Top of DATA
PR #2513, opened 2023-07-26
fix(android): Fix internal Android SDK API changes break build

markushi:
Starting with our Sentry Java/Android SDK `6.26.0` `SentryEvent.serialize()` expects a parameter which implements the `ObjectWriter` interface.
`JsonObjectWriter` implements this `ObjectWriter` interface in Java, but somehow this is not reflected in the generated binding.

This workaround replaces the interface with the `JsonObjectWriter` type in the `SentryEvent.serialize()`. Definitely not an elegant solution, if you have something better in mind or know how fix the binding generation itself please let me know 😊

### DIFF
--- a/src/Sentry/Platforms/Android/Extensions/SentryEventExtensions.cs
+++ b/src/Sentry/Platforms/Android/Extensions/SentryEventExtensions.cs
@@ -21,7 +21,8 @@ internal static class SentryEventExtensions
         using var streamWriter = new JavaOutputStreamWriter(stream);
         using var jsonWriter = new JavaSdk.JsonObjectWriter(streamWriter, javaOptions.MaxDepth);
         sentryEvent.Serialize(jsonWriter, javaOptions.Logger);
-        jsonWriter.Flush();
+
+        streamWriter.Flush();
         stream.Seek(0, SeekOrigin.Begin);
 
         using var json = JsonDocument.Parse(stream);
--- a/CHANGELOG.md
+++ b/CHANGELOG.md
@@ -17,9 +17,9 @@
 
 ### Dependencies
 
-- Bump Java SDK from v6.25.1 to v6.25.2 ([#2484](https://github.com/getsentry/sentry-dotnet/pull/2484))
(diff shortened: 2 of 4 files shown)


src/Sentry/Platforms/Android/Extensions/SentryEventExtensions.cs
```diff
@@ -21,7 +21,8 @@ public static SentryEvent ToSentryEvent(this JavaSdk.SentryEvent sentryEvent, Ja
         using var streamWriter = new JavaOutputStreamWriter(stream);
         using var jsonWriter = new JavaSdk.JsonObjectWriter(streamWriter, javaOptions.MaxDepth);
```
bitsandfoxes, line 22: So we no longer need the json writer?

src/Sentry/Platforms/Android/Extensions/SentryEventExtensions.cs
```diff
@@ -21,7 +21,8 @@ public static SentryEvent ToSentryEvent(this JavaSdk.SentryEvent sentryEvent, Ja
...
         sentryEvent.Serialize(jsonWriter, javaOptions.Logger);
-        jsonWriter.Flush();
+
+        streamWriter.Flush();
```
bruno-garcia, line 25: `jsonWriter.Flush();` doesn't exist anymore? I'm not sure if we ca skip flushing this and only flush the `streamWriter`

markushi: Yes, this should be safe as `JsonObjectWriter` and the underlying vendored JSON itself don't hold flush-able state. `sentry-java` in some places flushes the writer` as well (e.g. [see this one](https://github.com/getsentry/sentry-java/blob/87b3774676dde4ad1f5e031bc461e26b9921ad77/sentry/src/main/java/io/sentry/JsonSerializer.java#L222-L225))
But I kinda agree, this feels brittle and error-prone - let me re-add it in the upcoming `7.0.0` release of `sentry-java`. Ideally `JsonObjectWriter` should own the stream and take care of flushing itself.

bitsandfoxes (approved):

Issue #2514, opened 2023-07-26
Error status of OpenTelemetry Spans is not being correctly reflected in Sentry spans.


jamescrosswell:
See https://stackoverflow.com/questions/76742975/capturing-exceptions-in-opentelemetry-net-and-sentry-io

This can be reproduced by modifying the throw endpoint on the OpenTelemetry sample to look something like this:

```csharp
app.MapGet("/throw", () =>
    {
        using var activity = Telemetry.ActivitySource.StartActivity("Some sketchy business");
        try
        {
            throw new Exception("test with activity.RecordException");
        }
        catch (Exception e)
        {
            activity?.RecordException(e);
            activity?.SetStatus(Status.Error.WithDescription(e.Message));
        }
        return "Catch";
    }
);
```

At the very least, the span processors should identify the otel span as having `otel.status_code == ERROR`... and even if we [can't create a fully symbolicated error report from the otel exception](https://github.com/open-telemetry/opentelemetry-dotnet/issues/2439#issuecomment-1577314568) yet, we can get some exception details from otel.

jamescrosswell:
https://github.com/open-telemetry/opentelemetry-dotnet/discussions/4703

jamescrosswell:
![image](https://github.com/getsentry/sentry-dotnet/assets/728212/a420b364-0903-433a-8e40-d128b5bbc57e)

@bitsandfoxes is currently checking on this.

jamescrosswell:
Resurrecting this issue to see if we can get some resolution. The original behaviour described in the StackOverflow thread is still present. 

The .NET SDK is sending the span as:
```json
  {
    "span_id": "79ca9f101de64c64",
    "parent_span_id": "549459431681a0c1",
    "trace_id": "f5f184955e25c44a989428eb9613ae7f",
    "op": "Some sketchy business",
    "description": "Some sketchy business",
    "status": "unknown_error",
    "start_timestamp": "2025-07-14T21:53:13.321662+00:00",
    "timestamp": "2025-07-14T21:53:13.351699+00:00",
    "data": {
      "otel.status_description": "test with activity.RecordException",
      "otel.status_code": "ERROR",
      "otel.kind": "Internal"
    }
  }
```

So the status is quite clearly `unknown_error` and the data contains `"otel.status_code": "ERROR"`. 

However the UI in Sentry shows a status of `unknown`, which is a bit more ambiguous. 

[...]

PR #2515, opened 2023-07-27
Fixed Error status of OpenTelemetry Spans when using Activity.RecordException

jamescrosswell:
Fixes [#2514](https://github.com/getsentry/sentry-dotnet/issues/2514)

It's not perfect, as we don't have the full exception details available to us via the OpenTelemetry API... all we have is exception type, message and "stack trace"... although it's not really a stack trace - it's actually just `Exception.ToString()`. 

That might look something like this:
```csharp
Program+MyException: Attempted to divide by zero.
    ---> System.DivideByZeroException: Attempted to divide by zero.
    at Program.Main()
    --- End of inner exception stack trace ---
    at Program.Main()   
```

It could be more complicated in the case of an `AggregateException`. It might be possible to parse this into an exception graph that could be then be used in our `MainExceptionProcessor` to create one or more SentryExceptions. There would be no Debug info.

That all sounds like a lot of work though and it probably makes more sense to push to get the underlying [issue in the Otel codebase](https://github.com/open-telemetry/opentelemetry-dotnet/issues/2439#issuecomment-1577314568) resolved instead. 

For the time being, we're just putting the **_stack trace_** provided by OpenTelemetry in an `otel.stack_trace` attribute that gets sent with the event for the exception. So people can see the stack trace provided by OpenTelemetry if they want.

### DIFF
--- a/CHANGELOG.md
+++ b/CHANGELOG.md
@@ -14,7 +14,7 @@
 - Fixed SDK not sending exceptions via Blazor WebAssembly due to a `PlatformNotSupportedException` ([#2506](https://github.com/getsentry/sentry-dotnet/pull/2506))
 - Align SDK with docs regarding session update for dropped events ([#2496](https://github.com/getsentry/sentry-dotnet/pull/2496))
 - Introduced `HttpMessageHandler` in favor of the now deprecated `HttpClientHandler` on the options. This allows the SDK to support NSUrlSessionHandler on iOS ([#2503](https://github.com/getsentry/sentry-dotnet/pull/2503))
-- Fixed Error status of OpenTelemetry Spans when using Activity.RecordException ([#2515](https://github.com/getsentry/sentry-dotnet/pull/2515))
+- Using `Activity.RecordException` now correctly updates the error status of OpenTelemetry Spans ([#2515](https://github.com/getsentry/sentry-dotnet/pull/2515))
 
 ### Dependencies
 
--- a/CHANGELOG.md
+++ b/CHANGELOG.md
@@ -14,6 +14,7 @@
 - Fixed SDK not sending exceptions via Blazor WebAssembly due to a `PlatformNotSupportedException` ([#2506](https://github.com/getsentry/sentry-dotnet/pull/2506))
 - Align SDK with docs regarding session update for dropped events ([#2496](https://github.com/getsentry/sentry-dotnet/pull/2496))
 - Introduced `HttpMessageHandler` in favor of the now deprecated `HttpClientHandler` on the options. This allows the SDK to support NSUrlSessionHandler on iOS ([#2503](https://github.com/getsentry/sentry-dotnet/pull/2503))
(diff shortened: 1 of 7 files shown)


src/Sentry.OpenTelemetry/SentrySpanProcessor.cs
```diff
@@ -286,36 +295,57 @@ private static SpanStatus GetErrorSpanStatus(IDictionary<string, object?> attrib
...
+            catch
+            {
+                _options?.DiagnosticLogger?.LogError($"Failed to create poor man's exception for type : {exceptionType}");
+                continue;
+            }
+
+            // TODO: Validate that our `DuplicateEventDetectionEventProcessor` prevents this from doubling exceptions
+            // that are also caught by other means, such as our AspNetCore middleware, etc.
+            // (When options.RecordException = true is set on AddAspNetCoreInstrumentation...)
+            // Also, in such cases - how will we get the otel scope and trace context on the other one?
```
Bottom of DATA
● **ASSIGNMENT**
Every line in the data that holds the string "shortened" should be returned.

● **YOUR SOLUTION**
(diff shortened: 2 of 4 files shown)
(diff shortened: 1 of 7 files shown)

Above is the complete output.